Output the data that follows exactly, line for line.

Data excerpt:
++++++++++++++++++++
PR #1172, opened 2019-09-12
add staleness-aware learning rate modulation

### LINKED ISSUE #1139: Support staleness-aware async-SGD
According to [design doc](https://github.com/sql-machine-learning/elasticdl/blob/develop/elasticdl/doc/async_sgd_design.md#change-in-ps)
++++++++++++++++++++
Written solution:
PR #1172, opened 2019-09-12
add staleness-aware learning rate modulation

### LINKED ISSUE #1139: Support staleness-aware async-SGD
According to [design doc](https://github.com/sql-machine-learning/elasticdl/blob/develop/elasticdl/doc/async_sgd_design.md#change-in-ps)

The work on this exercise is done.